On my numerous visits to Nauru between 2005 and 2008 I was told by more than one Nauru government MP that the Australian Labor Party, then in opposition, would not be allowed to visit Nauru. When I reminded one minister that Julia Gillard had in fact toured the camps with Philip Ruddock in 2002, he shook his head. No – surely they hadn’t let the enemy of the then Australian government infiltrate the country. This is how things work in Nauru, it is all very arbitrary and the checks and balances that Australians expect when it is their money being spent cannot be guaranteed.]
Very telling.
[BK
Did baby Greg think that 50,000 people attending rallies mean anything?]
vic
Only that he supports people’s right to demonstrate peaceably.
Excellent posts @ 2357 (Zoomster) and 2382 (OPT) on AS and migration.
The domestic political situation was debauched in 2001 when Howard took up the Hanson idiocy.

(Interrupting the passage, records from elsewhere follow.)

PR #2030, opened 2023-01-05
Context help tooltips

KoenP:
## Description
This PR adds a purely frontend feature to add context help buttons with tooltips in the interface. More precisely:

- We add a new "context help toggle" button in the header to toggle the visibility of context help buttons (by default, they are not visible).
- We add a new structural directive `dsContextHelp` which can be used to add a context help button to any HTML element. Its sole parameter is an object with mandatory fields `id` (an identifier to refer to the button in the store) and `content` (an identifier for the translate service); and with optional fields `iconPlacement` and `tooltipPlacement`.
    * If tooltip visibility is toggled on, a context help button will appear next to the the HTML element the directive was applied to (to the left or right, depending on the `iconPlacement` parameter).
    * When this button is clicked, a tooltip appears in a text bubble pointing towards the bubble. The relative location of the tooltip compared to the button can be configured with the `tooltipPlacement` parameter.
    * Clicking anywhere outside of the tooltip bubble makes the tooltip disappear again.
    * If the tooltip text contains Markdown-style links, these are automatically converted to clickable links. Note that only Markdown _links_ are supported (for now, we wanted to avoid pulling in a large Markdown dependency).
- We added some tooltips to the edit group page (`/access-control/groups/<group-id>`) as a demonstration of this feature.

## Instructions for Reviewers
List of changes in this PR:
* First, ...
* Second, ...

### To interact with the provided demonstration
1. Log in as admin, go to Access Control -> Groups and select a group to edit.
2. Click the question mark button in the top right, between the language menu and login menu.
3. New question mark buttons appear near "Edit Group", "Add EPeople" and "Add Subgroup": you can try clicking them, toggling visibility multiple times, try clicking the link in the "Edit group" sample text, etc.

### To add your own context help buttons
1. Open a template of your choice in an editor and choose an HTML element to provide context help for. 
2. Add a new entry to the i18n file to hold the content of your tooltip. You can use Markdown-style links in the tooltip text to create clickable links for the user.
3. Add a `*dsContextHelp` attribute to the element and fill in its parameter. Make sure at least the `content` field is set to the key for your new entry in the i18n file, and the `id` field is set to some unique string.
4. Recompile the application and navigate to the page you just edited. Make sure to toggle the context help button visibility on with the button in the top right corner.

## Checklist


src/app/header/context-help-toggle/context-help-toggle.component.ts
```diff
@@ -0,0 +1,40 @@
...
+  selector: 'ds-context-help-toggle',
+  templateUrl: './context-help-toggle.component.html',
+  styleUrls: ['./context-help-toggle.component.scss']
+})
+export class ContextHelpToggleComponent implements OnInit, OnDestroy {
+  buttonDisabled$: Observable<boolean>;
+
+  constructor(
+    private contextHelpService: ContextHelpService,
+    private translateService: TranslateService
```
atarix83, line 17: it seems to be not used, could you remove it ?

src/app/header/context-help-toggle/context-help-toggle.component.ts
```diff
@@ -0,0 +1,40 @@
...
+import { TranslateService } from '@ngx-translate/core';
+import { Observable, Subscription, BehaviorSubject } from 'rxjs';
+import { combineLatest } from 'rxjs';
+
+@Component({
+  selector: 'ds-context-help-toggle',
+  templateUrl: './context-help-toggle.component.html',
+  styleUrls: ['./context-help-toggle.component.scss']
+})
+export class ContextHelpToggleComponent implements OnInit, OnDestroy {
```
atarix83, line 12: could you add typedocs to this class?

src/app/shared/context-help.service.ts
```diff
@@ -0,0 +1,113 @@
...
+@Injectable({
+  providedIn: 'root'
+})
+export class ContextHelpService {
+  constructor(private store: Store<ContextHelpState>) { }
+
+  /**
+   * Observable keeping track of whether context help icons should be visible globally.
+   */
+  shouldShowIcons$(): Observable<boolean> {
```
atarix83, line 41: the $ suffix is usually used for variables not for the methods. I'd rename all the methods with $ suffix

atarix83 (changes requested):
Thanks @KoenP for this PR

The functionality is overall good and it works fine. I've only a few inline comments to address

src/app/shared/context-help.service.ts
artlowel: I'm not sure I agree with that. Sure it's not the current convention in DSpace, but adding the dollar suffix makes it very clear that it'll return an observable, and I can't imagine what the downside would be

KoenP: My two cents: Adding the suffix to method names makes naming the sample in lambdas easier. For instance, if we write `shouldShowIcons$().subscribe(shouldShowIcons -> ...)`, we can have both the observable(-producing method) and its sample in scope without issue. Omitting the $ suffix means we have to either shadow the outer variable (disallowed by the linter, IIRC), or come up with some name variation for the sample every time, neither of which seem satisfying.

That said, I also follow the argument for consistency with other method names, and I'll remove the suffix if you prefer it.

tdonohue: We appear to already have many methods that end in a dollar sign ($).  A quick search of the codebase shows we have methods ending in a dollar sign in `theme.service.ts`, `init.service.ts`, `menu.resolver.ts`, etc.  In all instances, it looks like those methods are returning Observables, just like this one.

We also have examples of many methods (sometimes even in the same file, see `menu.resolver.ts`) that return Observables but do *not* end in a dollar sign.

So, this is just to point out that we don't seem to have any firm agreement as to whether methods can or cannot end in a dollar sign.  Therefore, this code is fine as-is, or you can change it. It's really up to @KoenP and this request should be considered *optional* as we don't have a firm best practice.

(If we wish to establish a best practice in the future, we can always do so. But, at this point, we just don't have one.)

tdonohue (changes requested):
@KoenP : Overall this looks good & it works.  I do have a few small usability issues I see though.

1. First, the gray of the "?" icon seems to overlap into the globe in the header... when I hover over the globe, it now turns light gray (it doesn't do this on `main`).  Screenshot:
question-mark-styles
2. I don't like that the "?" icon appears in the header on all pages, as it's currently grayed out on every page except the "Edit Group" one (as that's the only page with help text).  A few possible solutions come to mind:
    * I wonder if we could only display it if help text *exists* on the page? (Rather than graying it out, it only appears on pages when it is enabled)
    * If it helps, we could even consider removing it from the header altogether and moving it into the page contents itself... placing it in the upper right of the page, similar to where the "Edit" button appears when logged in: 
Untitled

My first point is the bigger issue here.  Regarding my second point, I suspect that if we leave the "?" grayed out on (almost) every page, then we likely will get complaints as people upgrade (e.g. "Why doesn't this button work on any page?").  So, we may want to think of a different way to hide/not display it when help text doesn't (yet) exist.

artlowel:
@tdonohue:

>1. First, the gray of the "?" icon seems to overlap into the globe in the header... when I hover over the globe, it now turns light gray (it doesn't do this on `main`).

That's a bug fix. The globe always had that hover style, but it didn't work because of [an errant `!important` in the css](https://github.com/DSpace/dspace-angular/pull/2030/commits/8850f005b4831642735b24ef603fef0ffb95ba22#diff-b82ced23f0d0635fbdcce526e38729dc49e2e028cd5afd36b5150b5286801663L7).

>2. I don't like that the "?" icon appears in the header on all pages, as it's currently grayed out on every page except the "Edit Group" one (as that's the only page with help text).  A few possible solutions come to mind:
    * I wonder if we could only display it if help text *exists* on the page? (Rather than graying it out, it only appears on pages when it is enabled)
    * If that's difficult to achieve in the header, we could even consider removing it from the header altogether and moving it into the page contents itself... placing it in the upper right of the page, similar to where the "Edit" button appears when logged in: 
   
I'd prefer your first suggestion: to only show the question mark when there's context help available, since the menu in the upper right corner of the page only exists on DSO pages for now, and adding that everywhere would be a lot of work and touch a lot of files. So we'll keep it in the header, but hide it if there's no context help on the page

tdonohue:
@artlowel : Regarding the first point (the gray hover over).  I specifically called that out because the behavior in this PR looks odd to me.  Only the "?" and the globe turn gray when you hover over them.  The "Login" and the search icon do *not*.   So, it looks odd that only 2 of the 4 options in that menu behave in this manner.  In my opinion, all the options should act the same... either none have hover overs, or all do.  If we go with the hover over, we may want to look at how it appears for all icons/menus, as I'm worried it's a very light gray (which fades into the white header too much).

Overall, I'm not against the hover over...but I think we should look for consistency.

artlowel:
@tdonohue looks like the login link has the same `!important` preventing the hover style below from being activated. We'll fix it there as well. It is strange however that it looks light grey to you, to me that hover style is dark blue, same as the search icon:
image

src/app/header/context-help-toggle/context-help-toggle.component.ts
KoenP: Thanks for the feedback! I removed the `translateService` parameter from the constructor.

src/app/header/context-help-toggle/context-help-toggle.component.ts
KoenP: Added the docs.

src/app/shared/context-help.service.ts
KoenP: I've left this as-is for now.

KoenP:
@tdonohue As requested, we now hide the context help toggle if there are no tooltips on the current page, and we made the header buttons behave consistently on hover.

tdonohue (approved):
👍 Thanks @KoenP and @artlowel ! This now looks good to me.  I've also verified that the hover-over is no longer light gray for me (I suspect I may have had old styles cached in my browser when that was occurring).

After we merge this, I think it would be good to write up a basic "guide" on how to add additional "context help tooltips" (on other pages), using the example in this PR as our initial example.  Likely we should add that guide to https://wiki.lyrasis.org/display/DSDOC7x/User+Interface+Customization or perhaps to a new sub-page of that wiki page.

KoenP:
Thanks all for the reviews! 🎉 

@tdonohue, I don't think I have editing rights on the wiki so I'll just post the documentation here in this comment, as the Markdown syntax should be the same anyway, I think.

## Contextual Help Tooltips
Contextual help tooltips are a feature to provide additional information about how to use DSPace to less experienced 
users without cluttering the interface for more advanced users who do not need additional instruction.

### User perspective
If the user visits a page where contextual help tooltips are available, a "toggle context help" button appears in the
header, in between the language switch menu and user profile menu. Clicking this button toggles the visibility
of the tooltips on the page (by default, they are invisible).

Screenshot 2023-02-08 at 09 13 21

When tooltip visibility is turned on, similar looking buttons appear on the page where ever a tooltip is available.
Clicking any of these buttons makes a text bubble appear containing the contextual help; clicking anywhere outside
of the bubble makes it disappear again.

Screenshot 2023-02-08 at 09 12 52

### Adding new tooltips
Any HTML element can be given a tooltip by setting the `*dsContextHelp` attribute.
The value assigned to the attribute should be an object of type `ContextHelpDirectiveInput`:
```typescript
export interface ContextHelpDirectiveInput {
  content: string;
  id: string;
  tooltipPlacement?: PlacementArray;
  iconPlacement?: PlacementDir;
}
```
- The mandatory `content` field represents a key in i18n files. 
- `id` should be a unique identifier for this tooltip, to distinguish it from other tooltips on the page. 
- `tooltipPlacement` (optional) determines where the text bubble appears relative to the help button.
  Its type is an array of `Placement`s; see the 
  [ng-bootstrap documentation](https://ng-bootstrap.github.io/#/guides/positioning#api) for more information.
- `iconPlacement` (optional) should be assigned either `'left'` or `'right'`, and determines whether the tooltip will be 
placed on the left or on the right of the element.

This is what the template looks like for the "Edit group" example in the picture above:
```html
<h2 class="border-bottom pb-2">
          <span
            *dsContextHelp="{
              content: 'admin.access-control.groups.form.tooltip.editGroupPage',
              id: 'edit-group-page',
              iconPlacement: 'right',
              tooltipPlacement: ['right', 'bottom']
            }"
          >
            {{messagePrefix + '.head.edit' | translate}}
          </span>
</h2>
```
Note the use of the `span` tags: setting `*dsContextHelp` directly on the `h2` element makes the help button appear
all the way on the right of the page, instead of directly to the right of the "Edit group" text.

tdonohue:
Thanks @KoenP for the documentation. I've moved this over to https://wiki.lyrasis.org/display/DSDOC7x/Contextual+Help+Tooltips and made a few minor updates.

Issue #2096, opened 2023-02-15
Strange wording for file upload in submission form


alanorth:
**Describe the bug**
As of DSpace 7.5-SNAPSHOT the item submission form uses strange English when informing the user how to upload a bitstream:

> _You can update the file metadata and access conditions or upload additional files just dragging & dropping them everywhere in the page_

There should be a better way to say this in English. Also, the sentence is missing a period at the end.

PR #2097, opened 2023-02-15
src/assets/i18n: Improve English strings for file upload

alanorth:
Simple improvement to the wording in the file upload section of the item submission form. Also add a period at the end of the string.

Fixes: #2096


tdonohue (approved):
👍 Thanks @alanorth !  I agree this wording is better.  Gave it a quick test and the updates are working.

PR #1512, opened 2022-02-09
Various small changes to improve customizability

ybnd:
## Description
This PR bundles multiple small fixes & adjustments we've made to better support custom themes

Also, Fixes #1528 (see https://github.com/DSpace/dspace-angular/pull/1512/commits/fba1dfb689b18263b5c7ef9e92f301f6d2e2b528 and https://github.com/DSpace/dspace-angular/pull/1512/commits/2830da955739b61c91c15f587051b0d75f4e5464)

## List of changes in this PR
* Made a few more components themeable
  * `ComcolPageBrowseComponent`
  * `AdminSidebarComponent`
  * `SearchComponent`
  * `ItemListPreviewComponent`
  * `CommunityListComponent`
* Propagate the `SearchFormComponent.showScopeSelector` input down from `SearchComponent` so we can get at it from a theme
   Note that this change was made before https://github.com/DSpace/dspace-angular/commit/c28221623ca1405469db14459e1cffe92a65d575, so the commit in question has mostly been overwritten. Make sure to look at the file _after_ the `main` merge.
* `DSOSelectorComponent`: use `DSONameService` for more flexibility
* `ds-truncatable`
   * support Bootstrap `$light` background
   * fix RGBA/RGB gradient issue on Safari, e.g. before fix:

* Fix some minor issues with thumbnails / grid view
* `ThemedComponent`: propagate `ngOnChanges` calls down to the wrapped component in order to support theming for components that use it.

## Checklist
_This checklist provides a reminder of what we are going to look for when reviewing your PR. You need not complete this checklist prior to creating your PR (draft PRs are always welcome). If you are unsure about an item in the checklist, don't hesitate to ask. We're here to help!_

- [x] My PR is small in size (e.g. less than 1,000 lines of code, not including comments & specs/tests), or I have provided reasons as to why that's not possible.
- [x] My PR passes [TSLint](https://palantir.github.io/tslint/) validation using `yarn run lint`
- [x] My PR doesn't introduce circular dependencies
- [ ] My PR includes [TypeDoc](https://typedoc.org/) comments for _all new (or modified) public methods and classes_. It also includes TypeDoc for large or complex private methods.
- [x] My PR passes all specs/tests and includes new/updated specs or tests based on the [Code Testing Guide](https://wiki.lyrasis.org/display/DSPACE/Code+Testing+Guide).
[...]

PR #2235, opened 2023-05-09
Fixed `ngOnChanges` not working for themed components & decorator components + minor fixes

### LINKED ISSUE #2201: `ngOnChanges` hook does not work in themes
**Describe the bug**
When overriding a stock component in a theme, the changes hook is never called.  The instance variable `compRef` is used in `src/app/shared/theme-support/themed-component.ts:ngOnChanges` but that variable is not set until `ngInit` runs, and that happens *after* the first call to `ngOnChanges`.

I note that none of the stock themeable components implements `onChanges` so this issue has not caused a problem until now, when I want to make `section-upload-file.component.ts` themeable.

**To Reproduce**
1. Write a themed replacement component that depends on change notification.
2. Notice that no changes notifications are received.

**Expected behavior**
All component lifecycle hooks should function in themes.

alexandrevryghem:
## References
* Fixes #2201

## Description
I looked over the code again and I saw that this issue was already partially fixed in PR https://github.com/DSpace/dspace-angular/pull/1512. The `ngOnChanges()` from the child component is already being called in the `ThemedComponent` but in some rare cases the `ngOnChanges()` is triggered before the themed child component is created by the themed wrapper. When the `ngOnChanges()` isn't called multiple times this can lead to the child component's `ngOnChanges()` not being triggered at all. To fix this the component will be created in the `ngOnChanges()` if it doesn't exist yet and the child's `ngOnChanges` will be manually triggered afterwards as well.

This is also the case for the components who are rendered using the custom decorators, the rendered component's `ngOnChanges` isn't called their either when changes are detected in the loader component.

## Instructions for Reviewers
List of changes in this PR:
- Made `ThumbnailComponent` themeable
- Modified `ThemedComponent.ngOnChanges()` to initiated the themed child component when it doesn't exists yet, because previously when it didn't exist it would just skip it which caused `ngOnChanges` sometimes from not being called.
- Fixed an issue where the `src` would be `undefined` when the thumbnail isn't defined (this throws a 404 error in the network tab because it tries to retrieve the url `http://localhost:4000/undefined`, this can be seen on demo if you go to the full item page of an item)
- Added missing `offset-3` class to `CommunitySearchResultListElementComponent` to fix listable communities in the search tab that aren't aligned on mobile search page for listable communities.
- Made changes to `ListableObjectComponentLoaderComponent`, `MetadataRepresentationLoaderComponent`, `ClaimedTaskActionsLoaderComponent` to fix the same problem. The `ngOnChanges` from the components with those decorators would not automatically be called anymore.

`ThumbnailComponent`
* Set the theme to `custom` theme in `config.yml`
* Uncomment the `CustomEagerThemeModule` in `src/themes/eager-themes.module.ts`
* Test if the `ThumbnailComponent` in the `custom` theme folder still works like before (on item pages and on the listable search components)
* Test by adding a debug point in the `ngOnChanges()` method or adding a `console.log()` and checking that it passed through the `ngOnChanges()` method

The custom components loaders:
* Find a component that is rendered by `ListableObjectComponentLoaderComponent`, `MetadataRepresentationLoaderComponent` and `ClaimedTaskActionsLoaderComponent` and add in each of those components a new `ngOnChanges` and check that they are called.
* Check that all the other components using this decorator still work as before

## Checklist


mwoodiupui:
I have not thoroughly reviewed this code, but I did copy the changes in `src/app/shared/theme-support/themed.component.ts` and alter my nonworking themed component as suggested.  Debug console output shows that `ngOnChanges` is now called as expected, and my custom component has begun working.

tdonohue (approved):
👍 Thanks @alexandrevryghem !  Tested this with the given instructions above (enabled custom theme, added a `console.log` in onChanges for thumbnails, verified it is called).  Also verified other modified components seem to be functioning the same as before.  Verified the "/undefined" 404 is fixed in the "Full Item page" as well.

So, this looks great and works well.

It worked a treat for him in dividing Labor and its supporters, which is all essentially that Howard cared about. The wounds were very slowly healing until Abbott and Morrison decided to revive the issue.
Reason is fairly helpless against such demagoguery. Compassion does require a fair degree of goodwill on all sides – something clearly missing at present and unlikely to change while AS boat people are a political football.
Offshore processing is the least unsatisfactory way of breaking this deadlock.